EXTRACTED DATA Block Start
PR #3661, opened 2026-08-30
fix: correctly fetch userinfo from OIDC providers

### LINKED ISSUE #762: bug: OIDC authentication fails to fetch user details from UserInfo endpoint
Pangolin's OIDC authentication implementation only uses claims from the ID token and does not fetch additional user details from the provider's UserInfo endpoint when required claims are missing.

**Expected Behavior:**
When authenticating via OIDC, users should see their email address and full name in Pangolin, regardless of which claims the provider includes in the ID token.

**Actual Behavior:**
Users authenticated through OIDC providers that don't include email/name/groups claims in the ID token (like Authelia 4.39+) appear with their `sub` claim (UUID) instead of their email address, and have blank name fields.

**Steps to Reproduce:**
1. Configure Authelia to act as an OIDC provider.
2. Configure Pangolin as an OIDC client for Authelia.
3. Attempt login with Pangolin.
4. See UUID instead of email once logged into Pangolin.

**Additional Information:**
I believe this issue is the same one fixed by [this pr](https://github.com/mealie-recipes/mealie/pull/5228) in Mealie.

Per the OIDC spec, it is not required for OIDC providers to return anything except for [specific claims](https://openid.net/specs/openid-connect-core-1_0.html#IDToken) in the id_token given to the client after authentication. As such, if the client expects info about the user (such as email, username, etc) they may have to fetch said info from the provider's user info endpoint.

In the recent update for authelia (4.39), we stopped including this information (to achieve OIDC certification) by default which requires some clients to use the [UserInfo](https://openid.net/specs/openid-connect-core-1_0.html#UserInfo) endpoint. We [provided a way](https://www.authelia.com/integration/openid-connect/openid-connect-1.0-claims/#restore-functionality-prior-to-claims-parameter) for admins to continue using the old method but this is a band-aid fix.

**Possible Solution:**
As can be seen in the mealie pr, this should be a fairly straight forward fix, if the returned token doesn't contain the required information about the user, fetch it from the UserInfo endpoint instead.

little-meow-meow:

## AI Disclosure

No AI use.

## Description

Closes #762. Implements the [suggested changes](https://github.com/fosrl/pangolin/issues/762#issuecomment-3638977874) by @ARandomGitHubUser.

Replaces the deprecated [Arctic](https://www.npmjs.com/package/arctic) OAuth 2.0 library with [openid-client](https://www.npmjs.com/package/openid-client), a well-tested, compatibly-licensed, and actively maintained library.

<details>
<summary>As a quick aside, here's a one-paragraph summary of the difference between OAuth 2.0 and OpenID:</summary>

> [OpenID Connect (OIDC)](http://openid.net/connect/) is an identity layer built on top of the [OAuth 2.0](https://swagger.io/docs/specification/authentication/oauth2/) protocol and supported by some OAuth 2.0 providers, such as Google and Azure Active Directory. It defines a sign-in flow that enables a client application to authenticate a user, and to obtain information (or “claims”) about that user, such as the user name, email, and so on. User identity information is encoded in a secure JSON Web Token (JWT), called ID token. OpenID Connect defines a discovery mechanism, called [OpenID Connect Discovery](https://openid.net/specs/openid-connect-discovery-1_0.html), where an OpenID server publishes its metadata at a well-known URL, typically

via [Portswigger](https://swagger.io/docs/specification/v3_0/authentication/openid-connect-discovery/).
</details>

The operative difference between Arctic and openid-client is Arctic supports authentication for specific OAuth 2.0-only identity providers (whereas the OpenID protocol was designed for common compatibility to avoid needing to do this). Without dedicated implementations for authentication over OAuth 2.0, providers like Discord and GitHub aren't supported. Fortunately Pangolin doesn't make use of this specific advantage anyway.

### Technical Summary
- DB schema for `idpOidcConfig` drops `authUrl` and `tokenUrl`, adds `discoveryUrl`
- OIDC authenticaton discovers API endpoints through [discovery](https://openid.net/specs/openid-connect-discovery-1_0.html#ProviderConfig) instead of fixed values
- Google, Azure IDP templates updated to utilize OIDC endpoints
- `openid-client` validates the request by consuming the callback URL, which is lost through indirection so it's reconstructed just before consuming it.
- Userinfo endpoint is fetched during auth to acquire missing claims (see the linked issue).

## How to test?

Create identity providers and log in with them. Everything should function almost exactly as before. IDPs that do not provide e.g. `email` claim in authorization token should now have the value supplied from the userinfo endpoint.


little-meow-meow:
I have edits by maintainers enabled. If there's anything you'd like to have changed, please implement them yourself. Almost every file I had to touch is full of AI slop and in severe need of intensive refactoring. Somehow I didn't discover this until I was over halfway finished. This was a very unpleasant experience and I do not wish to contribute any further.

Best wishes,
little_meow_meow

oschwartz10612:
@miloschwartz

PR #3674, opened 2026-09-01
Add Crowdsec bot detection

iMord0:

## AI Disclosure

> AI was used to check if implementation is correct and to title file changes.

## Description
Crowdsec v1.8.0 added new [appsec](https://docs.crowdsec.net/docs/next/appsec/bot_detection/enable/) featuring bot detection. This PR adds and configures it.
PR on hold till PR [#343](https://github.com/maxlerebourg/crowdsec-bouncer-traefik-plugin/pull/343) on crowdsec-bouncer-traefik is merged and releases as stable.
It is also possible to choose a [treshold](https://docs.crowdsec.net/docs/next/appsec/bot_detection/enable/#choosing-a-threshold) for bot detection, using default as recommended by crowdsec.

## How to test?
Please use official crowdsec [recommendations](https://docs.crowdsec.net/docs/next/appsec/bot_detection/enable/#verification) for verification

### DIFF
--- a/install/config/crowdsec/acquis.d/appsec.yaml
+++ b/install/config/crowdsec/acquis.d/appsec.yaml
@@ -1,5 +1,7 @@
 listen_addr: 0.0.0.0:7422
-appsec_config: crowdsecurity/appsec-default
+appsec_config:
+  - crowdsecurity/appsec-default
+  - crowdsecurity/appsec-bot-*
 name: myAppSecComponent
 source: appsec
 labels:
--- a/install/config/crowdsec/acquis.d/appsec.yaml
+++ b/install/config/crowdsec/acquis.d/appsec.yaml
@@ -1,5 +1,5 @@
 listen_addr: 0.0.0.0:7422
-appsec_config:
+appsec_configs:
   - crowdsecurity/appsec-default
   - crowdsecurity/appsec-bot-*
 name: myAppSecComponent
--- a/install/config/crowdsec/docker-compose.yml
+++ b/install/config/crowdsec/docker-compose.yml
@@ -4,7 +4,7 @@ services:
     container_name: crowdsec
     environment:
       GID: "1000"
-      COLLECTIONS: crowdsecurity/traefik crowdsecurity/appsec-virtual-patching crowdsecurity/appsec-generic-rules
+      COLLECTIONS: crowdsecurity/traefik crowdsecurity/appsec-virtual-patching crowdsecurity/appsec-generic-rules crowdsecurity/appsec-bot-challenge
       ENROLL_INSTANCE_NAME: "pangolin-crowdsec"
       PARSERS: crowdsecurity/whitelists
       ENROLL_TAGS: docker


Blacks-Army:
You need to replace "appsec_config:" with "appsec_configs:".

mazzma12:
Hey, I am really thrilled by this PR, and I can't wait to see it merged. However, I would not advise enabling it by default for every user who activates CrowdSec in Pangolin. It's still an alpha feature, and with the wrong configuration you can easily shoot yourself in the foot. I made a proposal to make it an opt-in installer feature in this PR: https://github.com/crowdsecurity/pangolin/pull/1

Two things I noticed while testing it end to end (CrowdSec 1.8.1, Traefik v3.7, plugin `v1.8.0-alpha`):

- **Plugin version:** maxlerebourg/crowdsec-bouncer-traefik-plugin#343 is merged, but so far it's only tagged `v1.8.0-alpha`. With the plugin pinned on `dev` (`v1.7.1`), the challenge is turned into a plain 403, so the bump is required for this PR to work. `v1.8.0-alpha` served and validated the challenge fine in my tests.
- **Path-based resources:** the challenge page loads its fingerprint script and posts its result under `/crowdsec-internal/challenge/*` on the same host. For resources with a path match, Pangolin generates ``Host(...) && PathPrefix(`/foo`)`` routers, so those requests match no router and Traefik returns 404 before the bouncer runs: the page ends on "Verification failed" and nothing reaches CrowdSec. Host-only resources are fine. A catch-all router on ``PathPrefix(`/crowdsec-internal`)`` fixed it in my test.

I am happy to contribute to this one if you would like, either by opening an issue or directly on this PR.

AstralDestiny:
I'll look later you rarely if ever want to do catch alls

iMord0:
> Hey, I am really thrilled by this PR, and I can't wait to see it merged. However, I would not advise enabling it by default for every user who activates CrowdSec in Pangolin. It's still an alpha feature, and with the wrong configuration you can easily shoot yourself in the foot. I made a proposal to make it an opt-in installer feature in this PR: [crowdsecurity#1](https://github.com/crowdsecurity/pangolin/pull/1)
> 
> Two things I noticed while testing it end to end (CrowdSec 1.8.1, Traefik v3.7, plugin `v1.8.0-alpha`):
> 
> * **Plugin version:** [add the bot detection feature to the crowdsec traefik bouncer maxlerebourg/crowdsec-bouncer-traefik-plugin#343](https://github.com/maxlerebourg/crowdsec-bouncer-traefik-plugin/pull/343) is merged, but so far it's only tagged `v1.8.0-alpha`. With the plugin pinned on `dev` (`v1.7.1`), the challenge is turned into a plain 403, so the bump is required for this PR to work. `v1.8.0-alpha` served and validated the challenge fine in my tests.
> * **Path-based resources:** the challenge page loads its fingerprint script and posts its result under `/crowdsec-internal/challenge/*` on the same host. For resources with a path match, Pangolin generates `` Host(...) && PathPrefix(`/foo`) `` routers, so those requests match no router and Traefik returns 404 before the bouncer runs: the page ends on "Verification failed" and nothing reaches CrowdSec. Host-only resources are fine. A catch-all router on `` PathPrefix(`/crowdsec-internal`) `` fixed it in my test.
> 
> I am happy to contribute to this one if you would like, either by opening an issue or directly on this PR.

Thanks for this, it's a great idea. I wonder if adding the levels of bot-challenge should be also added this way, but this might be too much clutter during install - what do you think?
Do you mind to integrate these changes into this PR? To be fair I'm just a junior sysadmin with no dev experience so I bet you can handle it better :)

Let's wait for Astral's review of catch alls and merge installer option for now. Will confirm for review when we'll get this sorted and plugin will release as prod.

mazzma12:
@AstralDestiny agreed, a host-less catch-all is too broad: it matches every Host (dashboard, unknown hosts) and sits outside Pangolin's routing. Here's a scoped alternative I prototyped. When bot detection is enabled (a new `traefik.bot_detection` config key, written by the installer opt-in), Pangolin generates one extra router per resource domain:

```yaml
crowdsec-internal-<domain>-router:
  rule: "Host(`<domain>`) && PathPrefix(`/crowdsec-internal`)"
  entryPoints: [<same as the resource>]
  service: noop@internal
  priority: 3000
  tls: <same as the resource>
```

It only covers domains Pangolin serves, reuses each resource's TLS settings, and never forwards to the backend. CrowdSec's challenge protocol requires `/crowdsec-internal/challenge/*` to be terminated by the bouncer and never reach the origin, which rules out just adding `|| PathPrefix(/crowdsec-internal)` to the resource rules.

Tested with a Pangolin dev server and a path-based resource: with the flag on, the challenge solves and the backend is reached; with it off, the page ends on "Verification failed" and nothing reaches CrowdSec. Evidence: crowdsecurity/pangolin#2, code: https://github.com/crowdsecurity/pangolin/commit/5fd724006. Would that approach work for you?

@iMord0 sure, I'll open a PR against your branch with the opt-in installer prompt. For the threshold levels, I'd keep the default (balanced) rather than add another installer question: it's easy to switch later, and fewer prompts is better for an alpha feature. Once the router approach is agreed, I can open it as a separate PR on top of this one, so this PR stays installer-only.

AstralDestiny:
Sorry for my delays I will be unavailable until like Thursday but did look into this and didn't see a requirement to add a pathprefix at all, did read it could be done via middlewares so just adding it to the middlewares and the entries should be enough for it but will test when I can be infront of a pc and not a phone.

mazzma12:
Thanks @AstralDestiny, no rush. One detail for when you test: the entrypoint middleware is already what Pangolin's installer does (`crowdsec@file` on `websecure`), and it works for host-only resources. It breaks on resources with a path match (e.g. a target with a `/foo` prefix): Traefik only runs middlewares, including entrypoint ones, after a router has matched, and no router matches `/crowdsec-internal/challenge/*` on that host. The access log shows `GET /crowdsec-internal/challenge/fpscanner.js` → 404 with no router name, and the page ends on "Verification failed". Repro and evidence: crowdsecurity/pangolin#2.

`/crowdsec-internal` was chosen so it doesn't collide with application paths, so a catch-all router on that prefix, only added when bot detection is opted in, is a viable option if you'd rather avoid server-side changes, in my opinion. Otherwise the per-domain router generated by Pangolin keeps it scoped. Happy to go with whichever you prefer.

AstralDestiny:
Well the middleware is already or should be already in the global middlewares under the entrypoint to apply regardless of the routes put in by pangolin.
EXTRACTED DATA Block End
PROBLEM TO SOLVE: Look through the listing above and copy each line where the string "Google" occurs.

EXPECTED OUTPUT:
> [OpenID Connect (OIDC)](http://openid.net/connect/) is an identity layer built on top of the [OAuth 2.0](https://swagger.io/docs/specification/authentication/oauth2/) protocol and supported by some OAuth 2.0 providers, such as Google and Azure Active Directory. It defines a sign-in flow that enables a client application to authenticate a user, and to obtain information (or “claims”) about that user, such as the user name, email, and so on. User identity information is encoded in a secure JSON Web Token (JWT), called ID token. OpenID Connect defines a discovery mechanism, called [OpenID Connect Discovery](https://openid.net/specs/openid-connect-discovery-1_0.html), where an OpenID server publishes its metadata at a well-known URL, typically
- Google, Azure IDP templates updated to utilize OIDC endpoints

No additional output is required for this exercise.